Stored items
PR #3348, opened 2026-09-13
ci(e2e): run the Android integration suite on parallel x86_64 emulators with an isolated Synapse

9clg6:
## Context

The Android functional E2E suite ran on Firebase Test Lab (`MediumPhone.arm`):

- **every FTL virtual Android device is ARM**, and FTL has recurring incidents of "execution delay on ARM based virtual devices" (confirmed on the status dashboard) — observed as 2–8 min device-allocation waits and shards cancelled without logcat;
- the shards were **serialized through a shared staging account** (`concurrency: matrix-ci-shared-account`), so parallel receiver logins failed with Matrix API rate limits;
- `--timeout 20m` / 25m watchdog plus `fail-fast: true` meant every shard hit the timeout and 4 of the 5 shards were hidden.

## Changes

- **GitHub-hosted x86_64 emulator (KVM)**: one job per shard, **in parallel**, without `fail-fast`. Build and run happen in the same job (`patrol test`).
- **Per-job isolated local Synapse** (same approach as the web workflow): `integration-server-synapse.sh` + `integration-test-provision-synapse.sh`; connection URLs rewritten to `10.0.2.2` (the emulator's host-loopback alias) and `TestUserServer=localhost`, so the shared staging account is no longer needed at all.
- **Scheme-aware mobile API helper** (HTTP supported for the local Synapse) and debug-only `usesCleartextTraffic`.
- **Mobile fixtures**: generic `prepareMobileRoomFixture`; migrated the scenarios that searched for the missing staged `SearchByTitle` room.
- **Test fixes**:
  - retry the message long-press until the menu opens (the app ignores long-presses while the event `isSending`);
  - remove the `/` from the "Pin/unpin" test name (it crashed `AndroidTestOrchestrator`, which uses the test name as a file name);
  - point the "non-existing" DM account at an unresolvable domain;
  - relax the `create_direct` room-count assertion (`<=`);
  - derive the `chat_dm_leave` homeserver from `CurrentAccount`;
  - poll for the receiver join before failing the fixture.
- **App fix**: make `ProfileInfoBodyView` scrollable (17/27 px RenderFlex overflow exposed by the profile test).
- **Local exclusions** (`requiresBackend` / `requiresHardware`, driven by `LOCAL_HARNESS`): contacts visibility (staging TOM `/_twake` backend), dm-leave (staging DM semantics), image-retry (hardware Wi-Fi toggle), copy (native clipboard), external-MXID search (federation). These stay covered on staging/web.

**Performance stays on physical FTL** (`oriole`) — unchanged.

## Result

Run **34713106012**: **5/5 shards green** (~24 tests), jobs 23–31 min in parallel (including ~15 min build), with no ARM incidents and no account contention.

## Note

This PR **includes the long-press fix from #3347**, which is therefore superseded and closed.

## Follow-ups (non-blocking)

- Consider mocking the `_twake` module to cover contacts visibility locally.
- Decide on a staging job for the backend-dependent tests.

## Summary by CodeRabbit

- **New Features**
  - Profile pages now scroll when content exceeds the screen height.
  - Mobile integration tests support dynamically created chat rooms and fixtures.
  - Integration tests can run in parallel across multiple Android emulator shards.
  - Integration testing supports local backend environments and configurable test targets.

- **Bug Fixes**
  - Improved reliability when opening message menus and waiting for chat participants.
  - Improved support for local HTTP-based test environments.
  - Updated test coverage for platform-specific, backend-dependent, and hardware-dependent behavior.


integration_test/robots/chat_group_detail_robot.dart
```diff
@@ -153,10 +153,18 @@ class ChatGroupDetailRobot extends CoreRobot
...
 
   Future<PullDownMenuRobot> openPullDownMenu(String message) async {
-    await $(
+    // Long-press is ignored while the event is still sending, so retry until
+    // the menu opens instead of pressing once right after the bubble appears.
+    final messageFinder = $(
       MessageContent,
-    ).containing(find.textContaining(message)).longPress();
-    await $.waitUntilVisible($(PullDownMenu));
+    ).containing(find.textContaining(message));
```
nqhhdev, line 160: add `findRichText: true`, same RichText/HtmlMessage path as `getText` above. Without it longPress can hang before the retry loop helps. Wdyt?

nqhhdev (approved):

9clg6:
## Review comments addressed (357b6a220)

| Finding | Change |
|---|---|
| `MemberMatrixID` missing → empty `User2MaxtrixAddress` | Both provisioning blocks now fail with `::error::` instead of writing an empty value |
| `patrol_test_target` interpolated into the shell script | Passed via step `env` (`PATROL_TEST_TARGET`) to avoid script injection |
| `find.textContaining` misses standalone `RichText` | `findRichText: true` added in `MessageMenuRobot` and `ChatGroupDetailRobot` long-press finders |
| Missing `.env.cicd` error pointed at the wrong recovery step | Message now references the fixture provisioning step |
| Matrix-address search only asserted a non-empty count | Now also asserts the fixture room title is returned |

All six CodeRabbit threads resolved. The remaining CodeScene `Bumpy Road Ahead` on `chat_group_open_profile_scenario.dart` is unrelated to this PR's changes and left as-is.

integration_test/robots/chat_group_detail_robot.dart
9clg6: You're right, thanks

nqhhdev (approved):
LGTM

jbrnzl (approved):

What the exercise asks
Please output the records once more, exactly as they were written.

Task solution
PR #3348, opened 2026-09-13
ci(e2e): run the Android integration suite on parallel x86_64 emulators with an isolated Synapse

9clg6:
## Context

The Android functional E2E suite ran on Firebase Test Lab (`MediumPhone.arm`):

- **every FTL virtual Android device is ARM**, and FTL has recurring incidents of "execution delay on ARM based virtual devices" (confirmed on the status dashboard) — observed as 2–8 min device-allocation waits and shards cancelled without logcat;
- the shards were **serialized through a shared staging account** (`concurrency: matrix-ci-shared-account`), so parallel receiver logins failed with Matrix API rate limits;
- `--timeout 20m` / 25m watchdog plus `fail-fast: true` meant every shard hit the timeout and 4 of the 5 shards were hidden.

## Changes

- **GitHub-hosted x86_64 emulator (KVM)**: one job per shard, **in parallel**, without `fail-fast`. Build and run happen in the same job (`patrol test`).
- **Per-job isolated local Synapse** (same approach as the web workflow): `integration-server-synapse.sh` + `integration-test-provision-synapse.sh`; connection URLs rewritten to `10.0.2.2` (the emulator's host-loopback alias) and `TestUserServer=localhost`, so the shared staging account is no longer needed at all.
- **Scheme-aware mobile API helper** (HTTP supported for the local Synapse) and debug-only `usesCleartextTraffic`.
- **Mobile fixtures**: generic `prepareMobileRoomFixture`; migrated the scenarios that searched for the missing staged `SearchByTitle` room.
- **Test fixes**:
  - retry the message long-press until the menu opens (the app ignores long-presses while the event `isSending`);
  - remove the `/` from the "Pin/unpin" test name (it crashed `AndroidTestOrchestrator`, which uses the test name as a file name);
  - point the "non-existing" DM account at an unresolvable domain;
  - relax the `create_direct` room-count assertion (`<=`);
  - derive the `chat_dm_leave` homeserver from `CurrentAccount`;
  - poll for the receiver join before failing the fixture.
- **App fix**: make `ProfileInfoBodyView` scrollable (17/27 px RenderFlex overflow exposed by the profile test).
- **Local exclusions** (`requiresBackend` / `requiresHardware`, driven by `LOCAL_HARNESS`): contacts visibility (staging TOM `/_twake` backend), dm-leave (staging DM semantics), image-retry (hardware Wi-Fi toggle), copy (native clipboard), external-MXID search (federation). These stay covered on staging/web.

**Performance stays on physical FTL** (`oriole`) — unchanged.

## Result

Run **34713106012**: **5/5 shards green** (~24 tests), jobs 23–31 min in parallel (including ~15 min build), with no ARM incidents and no account contention.

## Note

This PR **includes the long-press fix from #3347**, which is therefore superseded and closed.

## Follow-ups (non-blocking)

- Consider mocking the `_twake` module to cover contacts visibility locally.
- Decide on a staging job for the backend-dependent tests.

## Summary by CodeRabbit

- **New Features**
  - Profile pages now scroll when content exceeds the screen height.
  - Mobile integration tests support dynamically created chat rooms and fixtures.
  - Integration tests can run in parallel across multiple Android emulator shards.
  - Integration testing supports local backend environments and configurable test targets.

- **Bug Fixes**
  - Improved reliability when opening message menus and waiting for chat participants.
  - Improved support for local HTTP-based test environments.
  - Updated test coverage for platform-specific, backend-dependent, and hardware-dependent behavior.


integration_test/robots/chat_group_detail_robot.dart
```diff
@@ -153,10 +153,18 @@ class ChatGroupDetailRobot extends CoreRobot
...
 
   Future<PullDownMenuRobot> openPullDownMenu(String message) async {
-    await $(
+    // Long-press is ignored while the event is still sending, so retry until
+    // the menu opens instead of pressing once right after the bubble appears.
+    final messageFinder = $(
       MessageContent,
-    ).containing(find.textContaining(message)).longPress();
-    await $.waitUntilVisible($(PullDownMenu));
+    ).containing(find.textContaining(message));
```
nqhhdev, line 160: add `findRichText: true`, same RichText/HtmlMessage path as `getText` above. Without it longPress can hang before the retry loop helps. Wdyt?

nqhhdev (approved):

9clg6:
## Review comments addressed (357b6a220)

| Finding | Change |
|---|---|
| `MemberMatrixID` missing → empty `User2MaxtrixAddress` | Both provisioning blocks now fail with `::error::` instead of writing an empty value |
| `patrol_test_target` interpolated into the shell script | Passed via step `env` (`PATROL_TEST_TARGET`) to avoid script injection |
| `find.textContaining` misses standalone `RichText` | `findRichText: true` added in `MessageMenuRobot` and `ChatGroupDetailRobot` long-press finders |
| Missing `.env.cicd` error pointed at the wrong recovery step | Message now references the fixture provisioning step |
| Matrix-address search only asserted a non-empty count | Now also asserts the fixture room title is returned |

All six CodeRabbit threads resolved. The remaining CodeScene `Bumpy Road Ahead` on `chat_group_open_profile_scenario.dart` is unrelated to this PR's changes and left as-is.

integration_test/robots/chat_group_detail_robot.dart
9clg6: You're right, thanks

nqhhdev (approved):
LGTM

jbrnzl (approved):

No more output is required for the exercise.